"Des parents sous anxiolytiques dans les mines modernes, faut du gazole dans la bagnole, rentrer la thune dans ta compagnie. Des bénéfices aux actionnaires, et toi qui galère pour payer des fringues à tes mômes, que t'es triste à mourir! La jeunesse est au shit, à la C, à la colle, dis-moi qu'est ce qu'on lui offre qui vale mieux que ça?
Que l'appât du gain toujours encore de l'avoir sur nos êtres. Nous n'avons plus de rêves, que celui d'oublier
Tu les as vu les autres? Ils ont le regard pauvre, plein de sous dans leur poche, la commission qu'ils se sont fait pour le crédit de leur bagnole, ils sont en Porsche ou en Aston, toujours accompagnés d'une conne. Ils ont le regard de la mort, le regard de la mort. L'obscurantisme, décidément fait des petits de jour en jour. C'est sûr eux, ils brûlent pas de bagnoles pendant qu'ils font des farandoles dans leur putain de boîte de nuit, dans leur putain d'assemblée, c'est sûr qu'ils font partie de la communauté."
Servir à soif à qui a faim,
Prôner le vide à qui est plein,
Et faire l'amour à des corps sourds
Pourquoi faudrait-il que l'on s'aime?
Pourquoi faut-il qu'on s'en souvienne
Quand ça rend le cerveau trop lourd?
Servir des rires à qui à peine,
Et se jeter sous des poids lourds.
S'effiler au fil du rasoir,
Se pendre à coup de corps perdus
Evadez-moi
Embrasons-nous
Me voir devenir mort quand la chair est à vif
Dans les combats de tigres, passer entre les griffes
Et sentir dans la veine qu'on est proche de Dieu
Et puis sentir la haine qui me monte aux yeux
Mes cris dans le silence ne me ramène plus
Qu'à de tristes équations, à de tristes inconnues
Que je connais trop bien la déchire et la viande,
Qu'on sert entre ses bras ou qu'on coupe au couteau
S'effiler au fil du rasoir
Se pendre à coup de corps perdus,
Evadez évadez évadez évadez moi
Embrasons, embrasons, embrasons, embrasons-nous
Au devant les supplices et le coeur qui crie
Pour foncer dans le tas des barrages de police
Avec moi les fantômes aux ombres invincibles
Devenir invisible pour mieux toujours la cible
Y'a pas d'ordre qui tienne si y'a pas le désordre
Y'a pas la liberté si t'es pas prisonnier
Evadez évadez évadez évadez moi
Embrasons, embrasons, embrasons, embrasons-nous
Allez!!
Il n'ont que l'argent à la bouche,
Il n'y a que l'argent qui les touche
Y'a des Dollars sur leur bavoir
Sûr qu'ils en ont à nous en vendre, de la connerie
Moi je dis que celui qui s'achète une action
A du sang sur les mains,
Celui d'un ouvrier à l'autre bout du monde
Qu'on renverra chez lui
En lui disant "merci, mais il faut gagner plus"
Mais il faut gagner plus, mais il faut gagner plus, mais il faut gagner plus
De l'or, de l'or, de l'or, on veut de l'or
De l'or, de l'or, de l'or, on veut de l'or
Il rentrera chez lui, annoncer à sa femme
Qui le quittera bientôt, il n'a plus rien
Tu rentreras chez toi, annoncer à ta femme connard
Que tu n'as plus rien, que tu n'as plus rien
Il est où le procès?
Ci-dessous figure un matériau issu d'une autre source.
PR #31, opened 2019-03-05
Add PCA json endpoint

subdavis:
Returns `{x: Number, y: Number, label: String}`

### DIFF
--- a/metabulo/models.py
+++ b/metabulo/models.py
@@ -1,3 +1,4 @@
+from collections import namedtuple
 from datetime import datetime
 from io import BytesIO
 from pathlib import Path, PurePath
@@ -29,14 +30,9 @@ metadata = MetaData(naming_convention={
 })
 db = SQLAlchemy(metadata=metadata)
 
-TABLE_COLUMN_TYPES = ['key', 'metadata', 'data', 'masked']
-COLUMN_KEY_INDEX = 0
-COLUMN_METADATA_INDEX = 1
-COLUMN_DATA_INDEX = 2
-TABLE_ROW_TYPES = ['header', 'metadata', 'sample', 'masked']
-ROW_KEY_INDEX = 0
-ROW_METADATA_INDEX = 1
-ROW_DATA_INDEX = 2
+TableTypes = namedtuple('TableTypes', ['INDEX', 'METADATA', 'DATA', 'MASK'])
+TABLE_COLUMN_TYPES = TableTypes('key', 'metadata', 'metabolite', 'masked')
+TABLE_ROW_TYPES = TableTypes('header', 'metadata', 'sample', 'masked')
 
 
 class BaseSchema(Schema):
@@ -134,16 +130,16 @@ class CSVFile(db.Model):
                 'csv_file_id': self.id,
                 'column_header': table.index.name,
                 'column_index': index,
-                'column_type': TABLE_COLUMN_TYPES[COLUMN_KEY_INDEX],
+                'column_type': TABLE_COLUMN_TYPES.INDEX,
             })
         )
         index += 1
         for column_header, dtype in table.dtypes.items():
             # There are probably better heuristics for this.
             if dtype == np.object:
-                column_type = TABLE_COLUMN_TYPES[COLUMN_METADATA_INDEX]
+                column_type = TABLE_COLUMN_TYPES.METADATA
             else:
-                column_type = TABLE_COLUMN_TYPES[COLUMN_DATA_INDEX]
+                column_type = TABLE_COLUMN_TYPES.DATA
 
             columns.append(
                 table_column_schema.load({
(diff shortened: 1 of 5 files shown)


subdavis:
This is just a small change that 

* adds PCA, 
* adds constants to reference column types rather than raw strings, 
* and changes `metabolite` to `data` because I don't think anything on the backend is specialiazed for the domain of metabolomics yet.  We can also process binned NMR spectra.

jbeezley:
I'll probably rebase this on top of my new PR.  Some of the logic here can be simplified.  Once I'm done with this, you can take a crack at fixing the indexing

subdavis:
Sounds good to me.  Thanks.

jbeezley:
@subdavis PTAL at my changes.

metabulo/models.py
```diff
@@ -29,8 +30,9 @@
 })
 db = SQLAlchemy(metadata=metadata)
 
-TABLE_COLUMN_TYPES = ['key', 'metadata', 'metabolite', 'masked']
-TABLE_ROW_TYPES = ['header', 'metadata', 'sample', 'masked']
+TableTypes = namedtuple('TableTypes', ['INDEX', 'METADATA', 'DATA', 'MASK'])
+TABLE_COLUMN_TYPES = TableTypes('key', 'metadata', 'metabolite', 'masked')
+TABLE_ROW_TYPES = TableTypes('header', 'metadata', 'sample', 'masked')
```
subdavis: if `len(column types) != len(row types)` this is easy to fix right?  We can just break the named tuples into row and col.

subdavis: Could we trade `metabolite` and `metabolites` as strings and variable names for `measurement` and `measurements`?

I can do this in a separate PR, since it doesn't really affect this one.

metabulo/plot.py
```diff
@@ -17,3 +18,17 @@ def make_box_plot(frame):
     output = io.BytesIO()
     FigureCanvas(fig1).print_png(output)
     return output.getvalue()
+
+
+def pca(metabolites, metadata, x_component_index, y_component_index):
+    n_components = max(x_component_index, y_component_index) + 1
```
subdavis: is this the same as `n_components == min(n_samples, n_features)`  ?

metabulo/plot.py
```diff
@@ -17,3 +18,17 @@ def make_box_plot(frame):
...
+    components = PCA(n_components=n_components).fit_transform(metabolites)
+    samples = []
+    for i in range(metabolites.shape[0]):
+        samples.append({
+            'x': components[i][x_component_index],
+            'y': components[i][y_component_index],
+            'key': metabolites.index[i],
+            'labels': metadata.iloc[i].to_dict()
+        })
+    return samples
```
subdavis: What's your gut on writing a Marshmallow schema here to load this into?  I thought about it, but it seemed like overkill.

metabulo/models.py
jbeezley: Yes and sure.

metabulo/plot.py
jbeezley: No.  This is just more efficient because it only computes the minimal number of singular vectors (SVD is rather slow especially if we get into hundreds of metabolites).

With the code you wrote, it was always returning the largest principal component vs. the second largest.  In that case, you only needed the first two components (the two largest singular vectors).  I modified the endpoint to scatter plot the samples projected onto arbitrary components in each axis.

BTW if we ever do anything like the PCA overview plot from metaboanalyst, it will be cheaper just to return all combinations in one call returning a (ncomponents x ncomponents x nsamples) array.

metabulo/views.py
```diff
@@ -177,6 +177,17 @@ def get_box_plot(csv_id):
     return Response(fig, mimetype='image/png')
 
 
+@csv_bp.route('/csv/<uuid:csv_id>/plot/pca', methods=['GET'])
+def get_pca_plot(csv_id):
+    csv_file = CSVFile.query.get_or_404(csv_id)
+    x_component_index = int(request.args.get('x_component_index', 0))
+    y_component_index = int(request.args.get('y_component_index', 1))
```
subdavis: why would I want to change these in my request?  to flip the axis?

metabulo/plot.py
jbeezley: Seems overkill to me as well.  We could try webargs for this sort of thing.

Il est où le putain de procès?
Allez, brûlons la bourse!
Histoire de leur donner le change!
Moi j'attends le procès, moi j'attends le procès
De ceux qui s'amusent avec des milliards, des milliards de Dollars
Pauvres petits cons!
Total: 12 milliards de bénéfices, 12 putains de milliards de bénéfices!
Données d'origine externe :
PR #36, opened 2019-03-06
Generalize Primary Keys

subdavis:


subdavis:
Still working on this, but the branch is stable for the time being.

subdavis:
This branch is now more or less unusable, and is more of a personal sandbox.  I think something useful may come out of it.

Master should be functional now -- pushed some minor bugfixes this morning.  Those mostly stemmed from incompatibilities with the backend added when the label API changed.

jbeezley:
Sounds good.  I left this as a TODO in the code because I suspected it would be a minefield.  Sounds like I was right. :)

I may try to implement a reduced version of this early next week... That is, just allowing the user to change the column containing the row keys.

metabulo/models.py
```diff
@@ -248,28 +253,34 @@ def make_object(self, data):
...
     column_index = db.Column(db.Integer, primary_key=True)
-    column_header = db.Column(db.String, nullable=False)
     column_type = db.Column(db.String, nullable=False)
 
+    @property
+    def column_header(self):
+        if self.csv_file.index_row is not None:
+            index = self.csv_file.index_row.row_index
+            return self.csv_file.table.iat[index, self.column_index]
+        return ''
```
subdavis: @jbeezley yeah, it was a doozy.  My approach was to remove `column_header` and `row_name` from the data model and make them "computed" properties.   Then, when you change a key, it's no different than changing metadata or masks, which is super nice.

The Catch (TM)  is that this relies total removal of reliance on pandas' indexes.    I currently still believe that breaking with the pandas data model is inevitable, so we might as well get it over with, because it's just going to make life harder later.

There _is_ a hybrid approach where we reorder the array with the indexes in row/col0 when it's read from disk.  To borrow my new favorite phrase from Zach, that gave me bad tummy feels.

jbeezley: I still think we can avoid abandoning the pandas indexing without too many bad tummy feels, but I might just have to prove myself wrong when I attempt it.

subdavis:
Alright, it took some doing, but I think I this meets my goal.

I wanted to be able to properly process a file that looks like this:

```text
This one is just empty,This is a comment,,,,,,
,Something else,,,,,,
,Sample,Label,"1,6-Anhydro-beta-D-glucose",1-Methylnicotinamide,2-Aminobutyrate,2-Hydroxyisobutyrate,2-Oxoglutarate
,,,META1,MET2,META3,META4,META5
,PIF_178,cachexic,40.85,65.37,18.73,26.05,71.52
,PIF_087,cachexic,62.18,340.36,24.29,41.68,67.36
,PIF_090,cachexic,270.43,64.72,12.18,65.37,23.81
,NETL_005_V1,cachexic,154.47,52.98,172.43,74.44,1199.91
,PIF_115,cachexic,22.2,73.7,15.64,83.93,33.12
,PIF_110,cachexic,212.72,31.82,18.36,80.64,47.94
,,,,,,,
,NETCR_014_V1,cachexic,31.5,6.82,4.18,12.94,25.03
,NETCR_014_V2,cachexic,51.42,30.27,7.54,34.81,80.64
```

This branch makes guesses about what rows and columns should be data, metadata, keys, and which rows are invalid and should be masked.

Without input, it should reduce the above to:

```
40.85,65.37,18.73,26.05,71.52
62.18,340.36,24.29,41.68,67.36
270.43,64.72,12.18,65.37,23.81
154.47,52.98,172.43,74.44,1199.91
22.2,73.7,15.64,83.93,33.12
212.72,31.82,18.36,80.64,47.94
151.41,36.6,8.67,42.52,223.63
31.5,6.82,4.18,12.94,25.03
51.42,30.27,7.54,34.81,80.64
```

...with the key and header rows you would expect.

There are a few breaking changes in the API to get here (only really related to row/col label PUT).  I'm not going to fix the UI until other folks have had a chance to provied feedback and Jon also gets a chance to try his ideas.

There are several types of edge cases in the input to handle, and I feel that they are in scope now (or would eventually be).

jbeezley:
Did you intend to remove the composite keys for rows and columns or was that a mistake?

jbeezley:
I like the idea of making the column and row names computed properties.  We can probably do that as a smaller change independent of the rest.

I'm not ready to get rid of the pandas indices.  If we really need to do that, we should just use python csv parser.  This is how I envision it working.

1. On ingest read the raw table (`header=None, undex_col=None`)
2. Do some heuristic guessing of the row/column types
3. Pass the raw table and guesses to the user for modification
4. Reparse the tables using the now assumed correct row/column types

The last step could work as follows:
```python
def reparse_csv(table, rows, columns):
    return pandas.read_csv(
        BytesIO(table.iloc[rows, columns].to_csv(header=False, index=False).encode()),
        index_col=0
    )  
       

def read_tables(raw_table, index_row, index_column, data_rows, data_columns,
                metadata_rows, metadata_columns):
    data_table = reparse_csv(raw_table, [index_row] + data_rows, [index_column] + data_columns)
    measurement_metadata = reparse_csv(
        raw_table, [index_row] + metadata_rows, [index_column] + data_columns)
    sample_metadata = reparse_csv(
        raw_table, [index_row] + data_rows, [index_column] + metadata_columns)
    return data_table, measurement_metadata, sample_metadata
```

Using your example csv file, I get
```python
read_tables('index_test.csv', 2, 1, [4, 5, 6, 7, 8, 9, 11, 12], [3, 4, 5, 6, 7], [3], [2])                                                            

              1,6-Anhydro-beta-D-glucose  1-Methylnicotinamide  2-Aminobutyrate  2-Hydroxyisobutyrate  2-Oxoglutarate
Sample                                                                                                               
PIF_178                            40.85                 65.37            18.73                 26.05           71.52
PIF_087                            62.18                340.36            24.29                 41.68           67.36
PIF_090                           270.43                 64.72            12.18                 65.37           23.81
NETL_005_V1                       154.47                 52.98           172.43                 74.44         1199.91
PIF_115                            22.20                 73.70            15.64                 83.93           33.12
PIF_110                           212.72                 31.82            18.36                 80.64           47.94
NETCR_014_V1                       31.50                  6.82             4.18                 12.94           25.03
NETCR_014_V2                       51.42                 30.27             7.54                 34.81           80.64

       1,6-Anhydro-beta-D-glucose 1-Methylnicotinamide 2-Aminobutyrate 2-Hydroxyisobutyrate 2-Oxoglutarate
Sample                                                                                                    
NaN                         META1                 MET2           META3                META4          META5

                 Label
Sample                
PIF_178       cachexic
PIF_087       cachexic
PIF_090       cachexic
NETL_005_V1   cachexic
PIF_115       cachexic
PIF_110       cachexic
NETCR_014_V1  cachexic
NETCR_014_V2  cachexi
```
These tables all have the correct headers and sample names.  These become the normalized versions of the tables passed to the analysis/visualization functions.

subdavis:
Thanks for that example.  I think I understand what you're suggesting.

> 1. On ingest read the raw table (header=None, undex_col=None)

You've helped me realize that the case I'm making against Pandas is only about this step.  I don't think Pandas provides any value on ingest, so the normal csv parser may be better suited here.

> 2. Do some heuristic guessing of the row/column types

This step will be easier with the simple iterables that come out of python csv.  `for cell in table.iloc[:,col_half].fillna('').astype(str):` makes my head hurt.

> 3. Pass the raw table and guesses to the user for modification

:+1: 

> 4. Reparse the tables using the now assumed correct row/column types

So the input is 1) a raw CSV on disk and 2) the data models for CSVFile, TableRow, and TableColumn, and these 3 data tables are a derived product rather than a source of truth?  I'm totally in favor of this approach.  

As derived products, we could totally cache them on disk but would need some way to invalidate the cache if a user changes the Row/Column labels or primary keys.  Seems premature.  Are you just doing that Pandas parsing for every API query?

----------

> Did you intend to remove the composite keys for rows and columns or was that a mistake?

That was intended.  The composite key will error for collisions in the following cases:

* metadata columns have no headers in primary key row.  Example:

```text
,,"1,6-Anhydro-beta-D-glucose",1-Methylnicotinamide
PIF_178,cachexic,40.85,65.37
PIF_087,cachexic,62.18,340.36
```

* string duplicates in primary key row, because something in metadata differentiates them.  Example:

```
,,"1,6-Anhydro-beta-D-glucose","1,6-Anhydro-beta-D-glucose"
,Source,Spectrorama 9000,Thing in the basement from 1973
PIF_178,cachexic,40.85,65.37
PIF_087,cachexic,62.18,340.36
```

The first case definitely needs to be handled.  There's no reason in my mind why the second case shouldn't also work.  The fewer unnecessary errors we can show users, the better.  We could raise this as a warning on data validation on the cleanup page, but I believe the user should have the option to ignore that warning.

jbeezley:
> I don't think Pandas provides any value on ingest, so the normal csv parser may be better suited here.

I think it still does.  There is better handling of comments, empty lines, character encoding, missing columns/invalid rows.  Plus, using different parsers could result in different tables... e.g. raw csv parser creates an empty row and pandas automatically removes it.  Unless there is something specific that pandas *can't* handle, I think it's better to use it everywhere.

> This step will be easier with the simple iterables that come out of python csv. for cell in table.iloc[:,col_half].fillna('').astype(str): makes my head hurt.

I think you're just biased against pandas :).  The primary benefit is the read -> write loop generates a normalized version of a csv file that is consistent with what R expects.  Pandas was design to mimic R after all.

> As derived products, we could totally cache them on disk but would need some way to invalidate the cache if a user changes the Row/Column labels or primary keys. Seems premature. Are you just doing that Pandas parsing for every API query, then passing all 3 to transformations and visualizations?

I'm not worrying about performance until we have a better idea where the bottle necks actually are.  There are clearly repeated computations that we can optimize.  When we get there, I might try to use memcached.

> That was intended. The composite key will error for collisions in the following cases:

I don't see the problem with composite keys.  The unique constraint was removed when I made the the names derived.  The composite keys are `(csv_file_id, row/column_index)`.  The index in this case is just a 0-based integer describing the row/column number; that can't be duplicated.

subdavis:
> Pandas

Those are all fair points.

>  The unique constraint was removed when I made the the names derived.

I admittedly hadn't read that PR yet.  That takes care of my concerns.  Thanks.

With those issues settled, there's nothing really in this PR of value aside from a suggestion for 2: Do some heuristic guessing of the row/column types.  I just iterate through the middle row and middle column and label based on what data types are found there.

I'll leave the branch for reference and close this PR.

Thanks for the discussion, Jon!

jbeezley:
I still need to handle mutation of index rows/columns, but this work was helpful to clarify some of the issues.

jeffbaumes:
Agreed @jbeezley. Other benefits of using pandas parsing:
* It is probably the most resilient code path, because people worldwide are doing pandas csv reading lots more often than using the builtin Python csv parser.
* We ideally want to "test ingest" using the same libraries that will be doing the stats processing. We don't want the csv read to succeed during data cleanup then have it fail during stats processing (or have it prematurely fail if it would have succeeded in stats processing). We will probably want to continue to support pandas algorithms, and may even want to eventually do a "test ingest" in R to ensure downstream stats algorithms will work as expected.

Sûr, si tu voles un putain de portable,
Tu prendras deux ans
Sûr, si tu paies pas ton putain de loyer,
Ils t'enverront l'huissier
Mais si tu prends des milliards
Allez serre la main aux politiques!
On veut les voir en taule! On veut les voir en taule!
Je ne vois qu'un royaume, démocratie, démocratie mon cul!
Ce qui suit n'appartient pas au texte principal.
PR #39, opened 2019-03-08
Add a d3 based PCA component with animated transitions

waxlamp:
@subdavis, @jbeezley: PTAL

If you upload a CSV and then continue past the cleanup view, you'll see a simple scatter plot component that should support the data transformations in the radio buttons.

Currently it only works with the normalization group at the top. I'm not sure if this is because I made a mistake or the transform functionality is not complete yet.

I'd love some feedback on my Vue practice (extending the Transform component with another view into VueX state; methods of triggering updates to the PCA component; etc.).

Also, I need some help adding a data ellipse to the PCA component: is that something that can be sent back from the pca endpoint along with the points themselves?


jbeezley:
Could you rebase your changes on master?  The `/plot/pca` endpoint should be there now.

> I'd love some feedback on my Vue practice (extending the Transform component with another view into VueX state; methods of triggering updates to the PCA component; etc.).

What you've done looks fine to me for now.  @subdavis can probably give better advice than me about interacting with the Vuex state.

> Also, I need some help adding a data ellipse to the PCA component: is that something that can be sent back from the pca endpoint along with the points themselves?

The computation is fairly simple (just eigenvectors of the covariance) and could be done client side, but it's probably easier to do it server side, bu we'll need an API change to return this along with the data.  What is the most convenient representation of an ellipse?  center + vector for major/minor axis?

waxlamp:
Really the best thing is probably to return the eigenvectors themselves (not all of them, I suppose, but the top `k` or something). Then the client can compute a data ellipse to display, but the data could also drive a loadings plot or other things as well.

I will take a look at `sklearn`'s PCA routine and see if I can extend this PR myself, and will ping you for help if I run into trouble.

jbeezley:
I'm going to start experimenting with doing this computation in R.  It may be best just to hard code some numbers for now.

subdavis:
Going to take a good look at this on the flight home.   I'm on West coast time, so feel free to not wait for me.

Thanks!

web/src/components/views/Transform.vue
```diff
@@ -55,17 +60,38 @@ export default {
     txTypeOrNull(tx) {
       if (tx && 'transform_type' in tx) return tx.transform_type;
       return null;
-    }
+    },
+    async loadPCAData (csv) {
+      const pcaData = await CSVService.getPlot(csv, 'pca');
+      this.points = pcaData.data;
+    },
+    async loadPCADataShift () {
```
subdavis: Where is this function called?

web/src/components/views/Transform.vue
```diff
@@ -55,17 +60,38 @@ export default {
     txTypeOrNull(tx) {
       if (tx && 'transform_type' in tx) return tx.transform_type;
       return null;
-    }
+    },
+    async loadPCAData (csv) {
+      const pcaData = await CSVService.getPlot(csv, 'pca');
```
subdavis: IMO, this load should go through Vuex.

I consider the PCA of <dataset_id> as part of global state, and vuex should handle what conditions cause PCA to get reloaded.  Putting the watched property on transformed below mixes state logic between the store and the component.  If we reuse PCA (which I'm fairly confident we will) then we have to duplicate the knowledge that "PCA state depends on transformed state".  If the relationship changes, we have to fix it in more than one place. 

In general, using REST services from within a Vue component throws flags for me (as is using watchers on vuex state).  I was sloppy with the image URL because we never intended to keep it and it would be removed as soon as PCA was ready.  I can remove that image in another PR.

After that long-winded digression though, it isn't really a big deal for this PR.  This code is easy to understand, and I think graph state management is a whole other concern that can be addressed in a separate PR because I have an idea how to do it and I'd like feedback from the group because my way may not be the best way.

web/src/components/views/Transform.vue
```diff
@@ -95,6 +121,9 @@ v-container(fill-height)
             v-radio(v-for="m in scaling_methods", :label="m.label",
                 :value="m.value", :key="`scale${m.value}`")
     v-layout(column).pa-2
+      v-card
+        vis-pca(:width="500" :height="400" :points="points")
```
subdavis: Should probably address window resize, probably in another PR.  Probably when we understand more about the layout.

subdavis:
Just got to set this up locally and play with it.  Its so cool!

subdavis:
I actually get a console error:

```
parse.js?da75:21 Error: <g> attribute transform: Expected number, "…8977614) rotate(NaN) scale(99.10…".
```
 
Originally though it was something to do with points being initially empty, but this is actually thrown after the update.  Do you see that error too?

web/src/components/views/Transform.vue
waxlamp: No, this was just a testing function I was using to simulate updates. Removed in e0b0e4c.

web/src/components/views/Transform.vue
waxlamp: Can you file an issue for this maybe? I am inclined to do it right in this PR, but if you have a more general fix that requires some discussion/education, maybe it's better in a separate PR.

web/src/components/views/Transform.vue
waxlamp: Good point. I opened #43 for this.

web/src/components/views/Transform.vue
waxlamp: Thanks @subdavis, I see #44 now.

T'en as pas marre? T'en as pas marre toi putain de peuple
Qu'on te fasse le cul à chaque coin de rue?
T'en as pas marre?
Je ne vois que la rage
De ceux qui n'ont plus rien
La tête au fond des chiottes
A chercher l'oxygène
A chercher l'oxygène
Un jour, un jour, un jour, ouais le peuple se lèvera!
Un jour, un jour, un jour, ouais le peuple se lèvera!
Un jour, un jour, un jour, ouais le peuple se lèvera!